Recently we ran into an issue with our edge VMs on NSX-T 3.1.0.0, the datapath mempool usage for pfstate3 was at a critical high level (100%) and the edge VMs were dropping packets. A failover to another edge by triggering the NSX Maintenance Mode for the edge in question was just a quickfix.
This is a known issue by VMware and is caused by a bug in version 3.1.0.0. The issue is caused by memory leak caused by the firewall service in the Edge.syslog.9:2022-02-16T08:49:01.306Z edgeVM01 NSX 4451 FIREWALL [nsx@6876 comp="nsx-edge" subcomp="datapathd" s2comp="firewalldp" level="ERROR"] Memory resource from hugepage exhausted in the firewall service size=912(0M)

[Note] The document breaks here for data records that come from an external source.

Issue #396, opened 2021-03-27
Error when running DeterministicTraceTranslator


ztangent:
When running `DeterministicTraceTranslator`, `run_first_pass` results in an error because it passes in `aux_trace` as `nothing` instead of an actual `Trace`, which prevents `FirstPassState` from being properly constructed:

```julia
ERROR: MethodError: no method matching get_choices(::Nothing)
Closest candidates are:
  get_choices(::var"##StaticIRTrace_line_model#460") at none:0
  get_choices(::var"##StaticIRTrace_line_step#441") at none:0
  get_choices(::Gen.CallAtTrace) at C:\Users\...\.julia\packages\Gen\k43lp\src\modeling_library\call_at\call_at.jl:52
  ...
Stacktrace:
 [1] Gen.FirstPassState(::Gen.DynamicDSLTrace{DynamicDSLFunction{Any}}, ::Nothing) at C:\Users\...\.julia\packages\Gen\k43lp\src\inference\trace_translators.jl:260
 [2] run_first_pass(::TraceTransformDSLProgram, ::Gen.DynamicDSLTrace{DynamicDSLFunction{Any}}, ::Nothing) 
at C:\Users\...\.julia\packages\Gen\k43lp\src\inference\trace_translators.jl:266
```

It looks like commit 77e5dab introduced a regression when it changed the internal structure of `FirstPassState` to be more stringent and catch certain kinds of errors.

ztangent:
I'm now running into a separate bug, caused by a parsing error in the `@transform` macro: at line 129, `src_expr` should be `dest_expr` instead:

https://github.com/probcomp/Gen.jl/blob/ee903a4d206413c5379f90de1eb3aee52e15bb74/src/inference/trace_translators.jl#L128-L133

`@transform` also currently does not throw an error if `err` becomes true, which should be fixed.

ztangent:
And one more bug: The following code assumes that `bij_state.aux_trace` is always a trace, but when using a `DeterministicTraceTranslator`, it is just `nothing`, which causes an error at line 144:

https://github.com/probcomp/Gen.jl/blob/ee903a4d206413c5379f90de1eb3aee52e15bb74/src/inference/trace_translators.jl#L139-L151

ztangent:
Addressed by #397.

Issue #395, opened 2021-03-27
Trace translator type improvements.


ztangent:
Two improvements I wanted to suggest that I believe will useful in downstream applications or library code:

1. Making trace translators `mutable`, so that we can change the `new_observations` or `p_new_args` that will be supplied without constructing a new object each type (useful in e.g. particle filtering).
2. Making trace translators inherit from an abstract `TraceTranslator` type, so that downstream code can dispatch on this type.

ztangent:
Addressed by #397.

Issue #385, opened 2021-02-19
Typos and inconsistent naming in trace translators.


SamWitty:
When running the example code in https://www.gen.dev/dev/ref/trace_translators/#General-Trace-Translators-1, julia throws the following error:

`ERROR: UndefVarError: proposal not defined
Stacktrace:
 [1] (::GeneralTraceTranslator)(::Gen.DynamicDSLTrace{DynamicDSLFunction{Any}}; check::Bool, prev_observations::EmptyChoiceMap) at /Users/switty/.julia/packages/Gen/unzLD/src/inference/trace_translators.jl:727
 [2] (::GeneralTraceTranslator)(::Gen.DynamicDSLTrace{DynamicDSLFunction{Any}}) at /Users/switty/.julia/packages/Gen/unzLD/src/inference/trace_translators.jl:727
 [3] top-level scope at none:1`

I think the issue will be fixed by replacing `proposal` with `translator.q_forward` at https://github.com/probcomp/Gen.jl/blob/a96a77991e0e43f208272e9241c8f2434ffdedbf/src/inference/trace_translators.jl#L727, but I don't know enough about the codebase to feel comfortable making that change.

For completeness, here is the code that generates the error.

```
@gen function p1()
    x ~ uniform(0, 1)
    y ~ uniform(0, 1)
end

@gen function p2()
    i ~ uniform_discrete(1, 10) # interval [(i-1)/10, i/10]
    j ~ uniform_discrete(1, 10) # interval [(j-1)/10, j/10]
end

@gen function q1()
end

@gen function q2(p2_trace)
    i = p2_trace[:i]
    j = p2_trace[:j]
    dx ~ uniform(0.0, 0.1)
    dy ~ uniform(0.0, 0.1)
end

@transform f (p1_trace, q1_trace) to (p2_trace, q2_trace) begin
    x = @read(p1_trace[:x], :continuous)
    y = @read(p1_trace[:y], :continuous)
    i = ceil(x * 10)
    j = ceil(y * 10)
    @write(p2_trace[:i], i, :discrete)
    @write(p2_trace[:j], j, :discrete)
    @write(q2_trace[:dx], x / 10, :continuous)
    @write(q2_trace[:dy], y / 10, :continuous)
end

@transform f_inv (p2_trace, q2_trace) to (p1_trace, q1_trace) begin
    i = @read(p2_trace[:i], :discrete)
    j = @read(p2_trace[:j], :discrete)
[...]

PR #397, opened 2021-03-27
Trace translator fixes, test cases, and minor enhancements.

ztangent:
This PR fixes the multiple bugs noted in #385 , #396 that prevented `DeterministicTraceTranslator`s and `GeneralTraceTranslator`s from running correctly. It also adds test cases based on the examples in the trace translator documentation, and fixes a few bugs that were present in those examples. Finally, it implements the minor enhancements suggested in #395, creating an abstract `TraceTranslator` type, and making the existing structs mutable for easier re-use (e.g. changing the observations supplied by a trace translator).

Working test case for `DeterministicTraceTranslator`s:

https://github.com/probcomp/Gen.jl/blob/14b24035fe1cdb49727aa068bc5bcb97a7da65c8/test/inference/trace_translators.jl#L3-L42

Working test case for `GeneralTraceTranslator`s:

https://github.com/probcomp/Gen.jl/blob/14b24035fe1cdb49727aa068bc5bcb97a7da65c8/test/inference/trace_translators.jl#L116-L169

I also added documentation for `SimpleExtendingTraceTranslator`, and refactored some code for readability / reusability.


docs/src/ref/trace_translators.md
```diff
@@ -78,7 +78,7 @@ Note that the transform DSL code does not specify what the two generative functi
 This information will be required for computing probabilities and probability densities of traces.
 We provide this information by constructing a **Trace Translator** that wraps the transform along with this transformation:
 ```julia
-translator = DeterministicTraceTranslator(p2, (), f)
+translator = DeterministicTraceTranslator(p2, (), choicemap(), f)
```
marcoct, line 81: DeterministicTraceTranslator accepts keyword arguments, and the bug was that I didn't include them in the original docs here. I want to keep this simple and avoid the choicemap() at this point in the docs.
```
translator = DeterministicTraceTranslator(p_new=p2, p_new_args=(), transform=f)
```
(then, we can rename `f` to `transform` and `p_args` to `p_new_args` as well below)

Also, in the docs below in the Observations section, we should use:

```
translator = DeterministicTraceTranslator(p_new=p2, p_new_args=(), transform=f, observations=observations)
```

I can try to make these changes in this PR if you don't mind.

ztangent: Sounds good! I think we should just have consistent fieldnames across all the TraceTranslator types -- `SymmetricTraceTranslator` currently uses `involution`, and all of the others use `f`, I believe. Agree that it should be `p_new_args`, since that's what the others all use.

src/inference/trace_translators.jl
```diff
@@ -813,26 +864,32 @@ end
...
     q::GenerativeFunction
     q_args::Tuple = ()
     involution::T # an involution
 end
 
-function symmetric_trace_translator_run_transform(
-        involution::TraceTransformDSLProgram,
-        prev_model_trace::Trace, forward_proposal_trace::Trace,
-        q::GenerativeFunction, q_args::Tuple)
+function inverse(translator::SymmetricTraceTranslator, prev_model_trace=nothing)
```
marcoct, line 886: Format nitpick (if formatting changes are in scope :) ); that's a good candidate for:

```
inverse(translator::SymmetricTraceTranslator, prev_model_trace=nothing) = translator
```

(see first part of https://github.com/invenia/BlueStyle#method-definitions)

test/inference/trace_translators.jl
```diff
@@ -0,0 +1,171 @@
+@testset "trace translators" begin
```
marcoct, line 1: Nice!

marcoct (approved):
This is great, especially the tests and bug fixes, but also some of the code cleanup.

I am happy to merge, but there are two name changes for keyword arguments (and corresponding name changes in the docs) that would be great to include in this PR.

docs/src/ref/trace_translators.md
ztangent: Oh, one thing to keep in mind though is that some code already uses `involution` or `f` as a keyword argument, and if we change the keyword argument now, that'll be a breaking change. I wonder if it's a good idea to just define `involution` and `f` as aliases of transform...? e.g. by adding constructor definitions like:

```julia
SymmetricTraceTranslator(;involution::TraceTransformDSL=error("No default for `involution`."), kwargs...) =
    SymmetricTraceTranslator(;transform=involution, kwargs...)
```

We can even throw in a deprecation warning.

ztangent:
After some discussion, outstanding issues have been copied to #399, and this PR will be merged!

syslog.9:2022-02-16T08:49:01.307387+00:00 edgeVM01 f16e2e57db2b 3179 - - 2022-02-16T08:49:01Z datapathd 4451 firewalldp [ERROR] Memory resource from hugepage exhausted in the firewall service size=912(0M)
syslog.9:2022-02-16T08:49:01.307708+00:00 edgeVM01 datapath-systemd-helper 4332 - - 2022-02-16T08:49:01Z datapathd 4451 firewalldp [ERROR] Memory resource from hugepage exhausted in the firewall service size=912(0M)
This can happen even if the gateway firewall on the Edge is not utilized.
Increasing the size of the edge will make the issue less frequent, but a permanent fix is released in version 3.1.3.6. But after upgrading to 3.1.3.6, this version was withdrawn due to a similar issue with datapath memory leak.
https://kb.vmware.com/s/article/87806
So starting a new upgrade to 3.1.3.7……
After the upgrade to 3.1.3.7, the issue was still present. So on to resizing the edge to a bigger form-factor.